*Exercise brief:* Find each line below that includes "data", then copy it.

- - - - -

PR #786, opened 2015-08-19
Handle backward compatibility with <= 5.4.0

j0k3r:
`alt` options was added in 5.4.0 (see #727).

Every custom keyboardCommands config since this version will get a `data.alt` as `undefined` when testing if <kbd>alt</kbd> is pressed. Config example before 5.4.0:

```js
{
  command: 'bold',
  key: 'B',
  meta: true,
  shift: false
},
```

And then `undefined === false` is falsy so the command will never be fired.

I don't know if we need this extra `if` or an extra check in the following `if`.
If you guys agree about that solution, I'll add some tests after.

### DIFF
--- a/spec/keyboard-commands.spec.js
+++ b/spec/keyboard-commands.spec.js
@@ -93,18 +93,35 @@ describe('KeyboardCommands TestCase', function () {
                             key: 'p',
                             meta: true,
                             shift: false
+                        },
+                        {
+                            command: 'subscript',
+                            key: 'r',
+                            meta: true,
+                            shift: false
                         }
                     ]
                 }
             });
             selectElementContentsAndFire(editor.elements[0]);
             jasmine.clock().tick(1);
+            // If alt-key is not pressed, command should still be executed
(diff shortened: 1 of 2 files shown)


nmielnik:
Good catch! I think the solution you're proposing is good, just add a 'ToDo: Deprecate' comment so we can remove it in 6.0.0

j0k3r:
Yeah I'll do that and add a test too.

j0k3r:
Wow, Travis seems to have some glitch ..

nmielnik:
So I thought about it some more, and I'm thinking it might be more backward compatible if we go the route of not even checking the value of `altKey` on the event if they didn't specify whether the command cares about <kbd>alt</kbd> or not.

So, if when configuring the keyboard command, if `altKey` isn't specified, the action will be executed regardless of whether `event.altKey` is true or false.

I submitted a commit and added a bit to the test case, let me know what you think.

j0k3r:
Yeah good idea !

PR #787, opened 2015-08-20
Fix #768 + Fix #783 + Simplify and Fix Placeholder Extension

### LINKED ISSUE #768: remove the placeholder from UI when setting the content throught setContent method
i'm using the function setContent and it, in my opinion, should call
yourElement.classList.remove('medium-editor-placeholder')

@nmielnik
> I agree that setting the content should trigger the placeholder to go away, but we'll have to think a bit about the way to implement it. We wouldn't want the setContent method to remove the placeholder attribute directly, since the placeholder logic is in it's own extension and we want to make sure we keep separation of concerns. We'll just need to change around the placeholder extension a bit to know whenever the content changes.

suggestion capture an event on setContent

### LINKED ISSUE #783: Static Toolbar - Click Button - Placeholder still visible with content insertion
I am thinking this is related to issue #194 

When I click an h1 button in the static toolbar it adds content to the editor. The problem is the placeholder text is still visible until you type. The screenshot shots the blinking cursor and the custom placeholder text.

screen shot 2015-08-17 at 10 17 16 am

Live example: http://jsfiddle.net/u0L6xcuu/ , the h1 button is labeled "Lead" in the fiddle.

nmielnik:
This PR covers a bit of a re-write of how the placeholder extension handles hiding/showing the placeholder text.

The new placeholder extension leverages the `editableInput`, `focus`, and `blur` custom-events provided by the internal MediumEditor code to better detect when the placeholder text should be hidden or shown.

By listening to `editableInput`, the extension is also able to detect when calls to `setContent()` happen, which fixes #768 .

By listening to `focus`, `blur`, and `editableInput`, and checking the value of the `placeholder.hideOnClick` option, the extension is also able to prevent showing the placeholder incorrectly while clicking buttons on the toolbar, which fixes #783 

Other Issues Resolved:
* Since the placeholder extension now uses `editableInput`, MediumEditor will now always monitor for the `editableInput` event whenever it's instantiated.  This required tweaking some of the tests around `editableInput` which assumed that the event detection wouldn't happen automatically.
* Since the placeholder extension is using `editableInput`, a bug was found inside link creation when it came time to manually trigger the custom event.  In some cases, the reference to the editable element passed to the custom event was `null`, so this is now fixed as well.

### DIFF
--- a/src/js/core.js
+++ b/src/js/core.js
@@ -930,8 +930,6 @@
                         // we want to make sure we create a single link, and not multiple links
                         // which can happen with the built in browser functionality
                         if (commonAncestorContainer.nodeType !== 3 && startContainerParentElement === endContainerParentElement) {
-
-                            currentEditor = MediumEditor.selection.getSelectionElement(this.options.contentWindow);
                             var parentElement = (startContainerParentElement || currentEditor),
                                 fragment = this.options.ownerDocument.createDocumentFragment();
 
--- a/src/js/core.js
+++ b/src/js/core.js
@@ -889,7 +889,13 @@
         },
 
         createLink: function (opts) {
-            var currentEditor, customEvent, i;
+            var currentEditor = MediumEditor.selection.getSelectionElement(this.options.contentWindow),
+                customEvent = {};
+
+            // Make sure the selection is within an element this editor is tracking
+            if (this.elements.indexOf(currentEditor) === -1) {
+                return;
+            }
 
             try {
                 this.events.disableCustomEvent('editableInput');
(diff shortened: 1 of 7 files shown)


j0k3r:
Interesting !
IE doesn't seems to like your changes

src/js/core.js
```diff
@@ -889,7 +889,13 @@
         },
 
         createLink: function (opts) {
-            var currentEditor, customEvent, i;
+            var currentEditor = MediumEditor.selection.getSelectionElement(this.options.contentWindow),
```
j0k3r: Then you should remove the previous assignation at line 934

nmielnik: Good point, I've added a commit.

PR #792, opened 2015-08-24
Make util.isDescendant() more efficient when browser allows for it

nmielnik:
Browsers expose a `Node.contains()` method ([MDN](https://developer.mozilla.org/en-US/docs/Web/API/Node/contains)) which checks if one node is contained with another.

We should use this function inside our `MediumEditor.util.isDescendant()` helper method as it will be more efficient to rely on the browser for this check.

However, browsers don't consistently return `true` for this if the child node being checked for is a text-node, so we'll need to feature detect, and use our old while-loop fallback in cases where it's not supported.

### DIFF
--- a/src/js/util.js
+++ b/src/js/util.js
@@ -22,6 +22,18 @@
         return dest;
     }
 
+    // https://developer.mozilla.org/en-US/docs/Web/API/Node/contains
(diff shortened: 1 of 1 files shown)


j0k3r:
Interesting feature!

Issue #499, opened 2015-03-23
Need a way to control where the toolbar element is appended


Pajamaman:
Given the following code:

    <div id="container" style="background-color: #ccc; height: 50px;"></div>
    <h3>Edit Page</h3>
    <form>
        <p>Type in the area below:</p>
        <div id="editor">Blah blah blah</div>
    </form>
    <script>
        var editor = new MediumEditor('#editor', {
            elementsContainer: document.getElementById('container')
        });
    </script>

The toolbar should show up in the grey area at the top of the page. But it floats over the top of the selected text.

Demo: http://jsfiddle.net/ydun0hjs/

![screenshot from 2015-03-23 13 18 59](https://cloud.githubusercontent.com/assets/1323271/6788486/51443956-d15f-11e4-967a-6c6c486e4519.png)

Pajamaman:
I finally realized the elementsContainer option only specifies where in the DOM to add the toolbar element. It doesn't specify where it should appear. How would I go about getting the toolbar to appear in the container though?

nmielnik:
We'd need to introduce another option like `toolbarContainer` which could be passed and then the toolbar could be displayed inside.  You'd likely need to either use the `staticToolbar` option, or just fork the code for positioning the toolbar when the `toolbarContainer` option is present, so that we don't attempt to position it somewhere.

The code for appending the toolbar can be found in [`core.js`](https://github.com/daviferreira/medium-editor/blob/master/src/js/core.js#L292)

The code for positioning the toolbar is in [`toolbar.js`](https://github.com/daviferreira/medium-editor/blob/master/src/js/toolbar.js#L438)

marvwhere:
+1 (is there any progress on this?)

nmielnik:
Looks like you made some good progress on this yourself :wink:

nmielnik:
I think we have a workable solution via #796 , which as been merged to master. Closing this issue for now.

Pajamaman:
@marvwhere nice!

PR #796, opened 2015-08-30
Added toolbar-relative-container feature

marvwhere:
In relation to  this issue: https://github.com/yabwe/medium-editor/issues/499

I needed this feature for my current project, so i tried to make it kind of "official" would be happy if it makes it into master.

Not sure about specs, had no other ideas what to test, because all other features should be already covered.


nmielnik:
This looks great, thanks a ton for contribution!

Issue #248, opened 2014-06-23
disableDoubleReturn doesn't work when inside a P on Firefox


sahandsepanta:
Setting 
<code>
disableDoubleReturn : true
</code>
 works on Chromium browser but not in Firefox 30.

hellocosmin:
Confirmed to still not work in Firefox (35.0.1), <em>if</em> the editable is a paragraph. Here's a [playground](http://jsfiddle.net/gfqzr2gd/) for reference.
It <em>can</em> work in Firefox, as long as the editable is a div. [Demo](http://jsfiddle.net/gfqzr2gd/3/)

Maybe the description is incomplete or a bit misleading?
For example, I understood this can prevent double returns when cursor is anywhere <em>inside</em> the editable, not just when you're at the end of it.

Maybe having it prevent double returns triggered from anywhere inside the editable, could be considered a feature request? :)

Issue #207, opened 2014-04-18
How to use disableDoubleReturn for different behaviour?


cdolek:
Hi,

Thank you for the medium editor.

```
"disableDoubleReturn: allows/disallows two (or more) empty new lines. 
You can also set specific element behavior by using setting a 
data-disable-double-return attribute. Default: false"
```

Is this in the works or already implemented? When I set this attribute, it merely disables double returns.

Thanks again

j0k3r:
@sahandsepanta Could this be what is defined in #248 ?

nmielnik:
Seems like a feature to allow for custom html insertion when double-return occurs could be something to consider if we implement a fix for #70

csarven:
What I'm experiencing in Ubuntu Firefox 40 and Chromium 44,  where disableDoubleReturn is set to false, and double return is pressed somewhere inside a paragraph other than at the end of the paragraph:
```
<p>Hello world</p>
```
becomes
```
<p>Hello</p>
<p><br/></p>
<p>world</p>
```

I think the expected behaviour should be the same as if the caret is at the end of the line i.e., allow only a single return which results in:
```
<p>Hello</p>
<p>world</p>
```

Issue #70, opened 2013-10-30
Add option for return key adding line break, and double enter adding new paragraph


sathishmanohar:
Currently pressing the return key once creates new paragraph, which I feel is counter intuitive. By defaulting to line breaks on single return and paragraphs on double returns, It'll feel lot more intuitive, since many other editors and word processors use the same pattern.

bbnnt:
@litera is shift+enter is adding a br tag when using medium editor ?

hellocosmin:
@bbnnt yes it does, you can check the demo using a browser inspection tool.

Since someone brought this up, I have another (related) concern. Here's the scenario:

- I have a .editable on which I use ME; this element is a block level (h1, div...)
- using <kbd>Shift+Enter</kbd> correctly adds a `<br>`
- hitting <kbd>Backspace</kbd> to undo/remove that `<br/>` wraps the entire .editable contents inside a `<p></p>`

This results in incorrect formatting, since I now have a paragraph inside my h1, for example. Might be a smaller issue for web view, but in email design this is a nightmare.
I know there are ways of dealing with this (like unwrapping the contents or using something like jQuery htmlclean() plugin ), but could we consider a possible option for ME, by which we can turn paragraph wrapping on/off?

ME can be used in so many applications and it would be a really useful option to have (especially in email layout editors), instead of having to manually clean HTML or removing some code in the core.

litera:
@bbnnt As @hellocosmin pointed out, the answer to your question is **yes, <kbd>Shift + ENTER</kbd> creates a `<br />`**.

@hellocosmin: This issue you're having is very likely due to editable behaviour of specific browser. You can check individual browsers if they all act the same. but in order to solve your issue you can always *unwrap* your content if wrapping is inside a `p` element.

I've had an issue with Chrome browser creating `span` elements with inline styles that was particularly annoying because it was setting `font-size` style. So I added my code that unwrapped `span` content and everything's ok now. You can do the same for your paragraph wrapping.

hellocosmin:
@litera Checked in both Chrome and Firefox, it does exactly the same thing.

Commenting out this line, makes it work fine (i.e. not wrapping the contents in a paragraph):
https://github.com/daviferreira/medium-editor/blob/master/dist/js/medium-editor.js#L1799

bbnnt:
@litera @hellocosmin  thanks a lot lot for your hints
unfortunately, the shift+enter does creates a br :/
hope I'll get over this
[...]

PR #799, opened 2015-09-01
If disableDoubleReturn is true, prevents returns from caret position 0

csarven:
This patch lets `disableDoubleReturn` work as expected. If the caret position is at 0, there is no need to create a new line, paragraph or list item.

It should resolve one or more of these issues: https://github.com/yabwe/medium-editor/issues/70 , https://github.com/yabwe/medium-editor/issues/207 , https://github.com/yabwe/medium-editor/issues/248

### DIFF
--- a/src/js/core.js
+++ b/src/js/core.js
@@ -11,7 +11,8 @@
 
             // if current text selection is empty OR previous sibling text is empty
             if ((node && node.textContent.trim() === '') ||
-                (node.previousElementSibling && node.previousElementSibling.textContent.trim() === '')) {
+                (node.previousElementSibling && node.previousElementSibling.textContent.trim() === '') ||
+                (MediumEditor.selection.getCaretOffsets(node).left === 0)) {
                 event.preventDefault();
             }
         }


nmielnik:
Would you be able to add any tests to verify this?  Maybe some test(s) that cover some of the existing issues that this may resolve so that we can close them?

csarven:
Will this do http://jsfiddle.net/fnk2tku6/ (using master dist/js/medium-editor.js with the patch applied) or is there a preferred way to create tests?

It primarily resolves this https://github.com/yabwe/medium-editor/issues/207#issuecomment-136153264 and confirms the "expected" behaviour of the disableDoubleReturn based on my understanding. I think #248 may be the only one which can be closed. This patch may be a precursor to resolving #70 and #207 .

nmielnik:
Apologies for being vague, when I mention adding test I'm suggesting something like in [`content.spec.js`](https://github.com/yabwe/medium-editor/blob/master/spec/content.spec.js#L125).  These tests are run each time you run `grunt` from the terminal.

After running grunt, you can also run all the tests by loading this in a browser:
`<medium-editor-root>/_SpecRunner.html`

nmielnik:
@csarven any progress on this?

csarven:
@nmielnik Unfortunately, I haven't had the chance to create the tests. I will have to come back to it at a later date. If you or someone else would like to pick that up, that's great.

Issue #543, opened 2015-04-08
Unwanted <span style="font-size: 18px;"><br></span> added


VictorienTardif:
Sometimes when return key is pressed, a `<span style="font-size: 18px;"><br></span>` is added.
How can I prevent that?

Thank you.

bborn:
+1

phiggins42:
@davi added the tag, but this is a contenteditable "core" issue where if you have css rules that are styling things these `span[style]` tags are created when two conflicting font-rules end up bumping up against each other. (i have a similar issue with custom styled headings having a different line-height than the following paragraph, and backspacing the paragraph into the heading leaves the remainer of the paragraph less-font-weight'd and more-line-height'ed (because the p and h3 have different font settings)

bborn:
I believe this has been discussed, but @daviferreira any more thoughts on using Scribe instead of native contenteditable?

nchase:
@bborn: is Scribe tested against IE or Safari yet, or is it still just Firefox and Chrome?

bborn:
@nchase not sure - according to [this](https://github.com/guardian/scribe/issues/151) it seems like they're not supporting older browsers (but it's not clear exactly what they mean buy that). Looks like Safari 6 is at least partially supported.

nchase:
@bborn: they run automated tests against Chrome and Firefox, but not Safari or IE.

If they aren't running-and-maintaining tests that exercise the code in Safari and IE, they aren't actually supporting them – a change to the code could break important things without anyone knowing until the code gets used in the wild, which is not safe.

bborn:
Yup - however it may just be due to their testing setup. See here: https://github.com/guardian/scribe/issues/249 (bad Selenium support for Safari)

VictorienTardif:
Thank you for your answers, and your good explication @phiggins42. 
So I assume I can't do anything about that!

I'll try to figure out what's in conflict in my case. 
Thank you!

bborn:
Here's my hack to fix it:

```
medium = new MediumEditor(.. your config here ...);
el = medium.elements[0];
$(el).on("input", function() {
  $(el).find("span[style]").contents().unwrap();
});
```

This basically just removes all spans with a style attribute.

phiggins42:
I have a similar hack in place, but it causes all sorts of strange behavior to undo stack doing that dom manipulation that way.

bborn:
[...]

PR #801, opened 2015-09-02
WIP – Handle bad span creation

j0k3r:
I ran into a bug (that might be the same as https://github.com/yabwe/medium-editor/issues/543) when merging two elements together (like, paragraphs and headings), a span with inline styles will be inserted around the contents of what was the second element.

Let's say you have:

``` html
<p>So, I called myself Pip, and came to be called Pip.</p>
<h3>I give Pirrip as my father’s family name</h3>
```

If you move your caret to the end of the first paragraph and hit <kbd>del</kbd> key, the `h3` will be merged in the paragraph and replaced by a span with ugly attributes:

``` html
<p>So, I called myself Pip, and came to be called Pip.<span style="font-size: 32px; line-height: 42px;">I give Pirrip as my father’s family name</span></p>
```

Using MutationObserver, we listen to every dom change. When it affect a paragraph and inserted node is a span, we unwrap it inside the paragraph. This works great :smile: 

 :warning: **BUT** it breaks the undo/redo. Undoing the previous action will generate that html:

``` html
<p>So, I called myself Pip, and came to be called Pip.I give Pirrip as my father’s family name<br></p>
<h3>I give Pirrip as my father’s family name</h3>
```

As you can see, it recreate the heading but leave the text of the heading inside the paragraph.

---

Todo:
- [ ] Fix tests on IE 11
- [ ] Cleanup code
- [ ] Add tests ? (even if PhantomJS < 2.0.0 doesn't handle `MutationObserver`)
- [ ] Add an option to enable this feature

---

_Related links for inspiration:_
- http://www.neotericdesign.com/blog/2013/3/working-around-chrome-s-contenteditable-span-bug
- https://developer.mozilla.org/en-US/docs/Web/API/MutationObserver
- https://developers.google.com/web/updates/2012/02/Detect-DOM-changes-with-Mutation-Observers
- https://github.com/rafaelw/mutation-summary
- http://stackoverflow.com/q/15015019/569101


j0k3r:
While updating to Phantom 2, I ran into 3 problems.

1. related to `unwrap` method.
It seems that `el.parentNode` isn't defined in some case. Should this be related to the dom we are using in tests ?

 That's why I added this to avoid an error:

 ```diff
 +            if (null === el.parentNode) {
 +                return;
 +            }
 ```
These were the errors:

  ```
  - should not remove the <p> container when adding a link inside a top-level <p> with a single text-node child...>> TypeError: null is not an object (evaluating 'el.parentNode.removeChild') at
  >> .grunt/grunt-contrib-jasmine/src/js/util.js:9 unwrap
  >> .grunt/grunt-contrib-jasmine/src/js/core.js:9
  >> :0 forEach
  >> .grunt/grunt-contrib-jasmine/src/js/core.js:9
  >> TypeError: null is not an object (evaluating 'el.parentNode.removeChild') at
  >> .grunt/grunt-contrib-jasmine/src/js/util.js:9 unwrap
  >> .grunt/grunt-contrib-jasmine/src/js/core.js:9
  >> :0 forEach
  >> .grunt/grunt-contrib-jasmine/src/js/core.js:9
  >> TypeError: null is not an object (evaluating 'el.parentNode.removeChild') at
  >> .grunt/grunt-contrib-jasmine/src/js/util.js:9 unwrap
  >> .grunt/grunt-contrib-jasmine/src/js/core.js:9
  >> :0 forEach
  >> .grunt/grunt-contrib-jasmine/src/js/core.js:9
  >> TypeError: null is not an object (evaluating 'el.parentNode.removeChild') at
  >> .grunt/grunt-contrib-jasmine/src/js/util.js:9 unwrap
  >> .grunt/grunt-contrib-jasmine/src/js/core.js:9
  >> :0 forEach
  >> .grunt/grunt-contrib-jasmine/src/js/core.js:9


  - should call init when instantiated...>> TypeError: null is not an object (evaluating 'el.parentNode.removeChild') at
  >> .grunt/grunt-contrib-jasmine/src/js/util.js:9 unwrap
  >> .grunt/grunt-contrib-jasmine/src/js/core.js:9
  >> :0 forEach
  >> .grunt/grunt-contrib-jasmine/src/js/core.js:9
  ```

2. Problem with `window.console.error`
It seems that auto-link extension generate an [a console error](https://github.com/yabwe/medium-editor/blob/master/src/js/extensions/auto-link.js#L73) in some bad case and it generates an error in the tests suite, which doesn't kill the test (that's odd...).

  ```
  - should stop attempting to auto-link on keypress if an error is encountered...>> Failed to perform linking Error: DOM ERROR at
  >> .grunt/grunt-contrib-jasmine/src/js/extensions/auto-link.js:9
  ```

3. IE :disappointed: 
All IE tests are now failing ...

nmielnik:
@j0k3r for better stack traces, try commenting out [this line](https://github.com/yabwe/medium-editor/blob/master/Gruntfile.js#L136) locally to disable the istanbul code coverage.  It will give you actual line numbers in the stack trace.

> It seems that auto-link extension generate an a console error in some bad case and it generates an error in the tests suite, which doesn't kill the test (that's odd...).

This is actually by design.  The code was written s.t. if any error happens while attempting to auto-link, the extension will disable itself (since the code will attempt to repeat the same operation on every keystroke or modification to the editor).  The test case was written to intentionally throw an error and verify that auto-link stopped listening for events.

> IE :disappointed: 
All IE tests are now failing ...

Can you try merging in the Edge branch and seeing if those fail too?  I'll try to take a look at your branch when I get a minute and see if I can help with any of the failures.

j0k3r:
> The test case was written to intentionally throw an error and verify that auto-link stopped listening for events.

Oh ok I just saw that the error was already fired *and* logged in a previous build. It just displayed red instead of being a simple log using Phantom 2.

> Can you try merging in the Edge branch

I’ve rebased my branch with your Edge fixes

PR #811, opened 2015-09-12
Fix #790 - Don't auto-link across multiple list-items

### LINKED ISSUE #790: Auto Link creates links with parts of different <li> tags
I've found if you have an `li` that ends in `.`, and the next `li` starts with a TLD, then auto link creates a link with the end of the first tag, and the start of the second.

[Codepen](http://codepen.io/anon/pen/LVwYXO) to illustrate the issue.

nmielnik:
This fixes #790 where auto-link was creating links that spanned across consecutive list-items.

The root cause is the way auto-link looks for elements with text that may contain valid urls which we should convert into links.  Previously it was searching for all elements in the `MediumEditor.util.blockContainerElementNames` array, which included elements like `ol`, `ul`, and `dl`. However, the text content of these elements is just the text within each of their child list-items concatenated together without new-lines.  The result was if concatenating two or more list-items together resulted in a valid url, the code would attempt to create a link which spanned those multiple list-items.

A simple fix for this is to filter out the specific elements we want to ignore when checking for auto-linkable text, since we will be checking their child elements anyway (`'ol', 'ul', 'dl', 'table', 'tbody', 'tfoot', 'tr'`)

### DIFF
--- a/demo/auto-link.html
+++ b/demo/auto-link.html
@@ -33,7 +33,10 @@
     <script>
         var editor = new MediumEditor('.editable', {
             buttonLabels: 'fontawesome',
-            autoLink: true
+            autoLink: true,
+            toolbar: {
+                buttons: ['bold', 'italic', 'unorderedlist', 'orderedlist', 'anchor']
+            }
         }),
         cssLink = document.getElementById('medium-editor-theme');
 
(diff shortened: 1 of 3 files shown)


j0k3r:
:+1:

PR #817, opened 2015-09-18
More autolink fixes

nmielnik:
My original attempt to fix auto-link issues within nested block elements (ie `<li>` elements inside of `<ol>` elements) was very targeted towards specific common cases where we know we don't want to auto-link the `textContent` of the element, but rather auto-link the content of its children (`'ol', 'ul', 'dl', 'table', 'tbody', 'tfoot', 'tr'` elements).

However, there are still many other cases where we don't want to auto-link the `textContent` of a block element, since it can have other block elements:

```html
<div>
  <blockquote>
    <ol>
      <li>www</li>
      <li>.example.com</li>
    </ol>
  </blockquote>
<div>
```
In this example, the auto-link code would try to create a link around the entire `<ol>` element, since the code would first find the `<blockquote>` and then see that its textContent ('www.example.com') is a valid URL. 

The fix is to do a better job of finding the unique pieces of the content which contain no block elements.

So there is now a `MediumEditor.util.splitByBlockElements(element)` method which will find these pieces and return them as an array.  Calling this helper on the above example would return `[<li>www</li>, <li>.example.com</li>]` elements.  Thus, when auto-link calls this, it would check each of the `<li>` elements to see if they individually have auto-linkable text, and never look at the `<blockquote>` or `<ol>` for textContent.

### DIFF
--- a/spec/auto-link.spec.js
+++ b/spec/auto-link.spec.js
@@ -465,6 +465,15 @@ describe('Autolink', function () {
                 expect(lastLi.firstChild).toBe(links[0]);
                 expect(lastLi.textContent).toBe('www.example.com');
             });
+
+            it('should not create a link which spans multiple list items', function () {
+                this.el.innerHTML = '<blockquote><ol><li>www</li><li>.example.com</li></ol></blockquote>';
+
+                selectElementContentsAndFire(this.el);
+                triggerAutolinking(this.el);
+                var links = this.el.getElementsByTagName('a');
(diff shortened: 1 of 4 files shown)


j0k3r:
Why don't you create a test with the case you described in this PR ?

nmielnik:
The change in `auto-link.spec.js` was to account for the case I called out here :smile:

j0k3r:
Great :+1:

Issue #803, opened 2015-09-04
Changing link on images doesn't work


l2aelba:
![zdvyj1ivrh](https://cloud.githubusercontent.com/assets/983458/9678791/134b7b12-52e9-11e5-8251-f0046b328e69.gif)

I dont know what happen

Demo : http://jsfiddle.net/ucdp9cqo/

l2aelba:
+ On normal text too

j0k3r:
I guess we check that the `a` node contains text and then update the link. If you add some text inside the link and then update the link you'll get that (the default link was `google.com` and I updated it to `google.fr`):

Before:

```html
<a href="http://google.com">test <img src="https://placeholdit.imgix.net/~text?txtsize=33&txt=350%C3%97150&w=350&h=150"></a>
```

After:

```html
<a href="http://google.fr">test </a>
<a href="http://google.com"><img src="https://placeholdit.imgix.net/~text?txtsize=33&amp;txt=350%C3%97150&amp;w=350&amp;h=150"></a>
```

l2aelba:
@j0k3r  No problem, i hope this can be fixed ASAP :D Please + Thanks

l2aelba:
Any fix ?

j0k3r:
@l2aelba not yet, but if you have time to find a way to fix this bug, you're welcome!

l2aelba:
@j0k3r  thanks :D

anilmaurya:
@l2aelba Can you confirm if your issue is resolved or not ?

l2aelba:
@anilmaurya  Nope sorry :( Not even Chrome

anilmaurya:
@l2aelba Merged fixed is not released, hence its not present in `dist/js/medium-editor.js` . Your js fiddle is using `dist/js/medium-editor.js` therefore its not working .

j0k3r:
I've just bumped 5.8.3 to include your fixes @anilmaurya

anilmaurya:
@j0k3r thanks :+1:

l2aelba:
@j0k3r , @anilmaurya , Seems like still doest fixed ?

http://jsfiddle.net/ucdp9cqo/

l2aelba:
Seems like it doesnt work now again :(

nmielnik:
Bummer, looks like this got broken again somehow...what's an even bigger bummer is that the tests aren't failing.

[...]

PR #819, opened 2015-09-21
Fix changing link on images, #803

anilmaurya:


src/js/core.js
```diff
@@ -981,6 +981,14 @@
                                     editableElementIndex: exportedSelection.editableElementIndex
                                 }
                             );
+                            // If textNodes are not present, when changing link on images
+                            // ex: <a><img src="http://image.test.com"></a>, change fragment to currRange.startContainer
+                            // and set textNodes array to [imageElement, imageElement]
+                            if (textNodes.length === 0) {
+                                fragment = this.options.ownerDocument.createDocumentFragment();
+                                fragment.appendChild(currRange.startContainer.cloneNode(true));
+                                textNodes = [fragment.firstChild.firstChild, fragment.firstChild.lastChild];
```
nmielnik: Could `currRange.startContainer` ever be a text node?  If so, the reference to `fragment.firstChild.firstChild` and `fragment.firstChild.lastChild` could be undefined, in which case I'm not sure what the rest of the code would do.  It's also possible that this is handled ok, but I wanted to at least make sure you know what would happen in that case.

nmielnik:
@anilmaurya Thanks a ton for the pull request and the test case, this is great!

Since you've linked to issue #803, have you verified that once an image is wrapped in a link, that you're able to actual change the url of the link?  Do you think it'd be useful to have a test case that attempts to change the href of an existing link, perhaps in `anchor-preview.spec.js` or `anchor.spec.js`?

src/js/core.js
anilmaurya: If `currRange.startContainer` is text node than textNodes.length will never equal to 0 .

anilmaurya:
@nmielnik Yes, I checked that once an image is wrapped in a link than I am able to change its url.

I updated demo/auto-link.html , to check this case. I think my test case is sufficient for this scenario, in case you think its not enough and requires more test case, Let me know.

nmielnik:
Thanks!

nmielnik:
@anilmaurya looks like the tests are failing on Firefox and IE11, would you be able to take a look?

anilmaurya:
@nmielnik ok, I will check it.

nmielnik:
### Firefox:
Firefox Failure

### IE 11:
![IE 11 Failure]
(https://assets.saucelabs.com/jobs/2912feaf41ca48949bc7dd1cadd68b96/0004screenshot.png)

- - - - -

*Exercise result:*
Every custom keyboardCommands config since this version will get a `data.alt` as `undefined` when testing if <kbd>alt</kbd> is pressed. Config example before 5.4.0:
data-disable-double-return attribute. Default: false"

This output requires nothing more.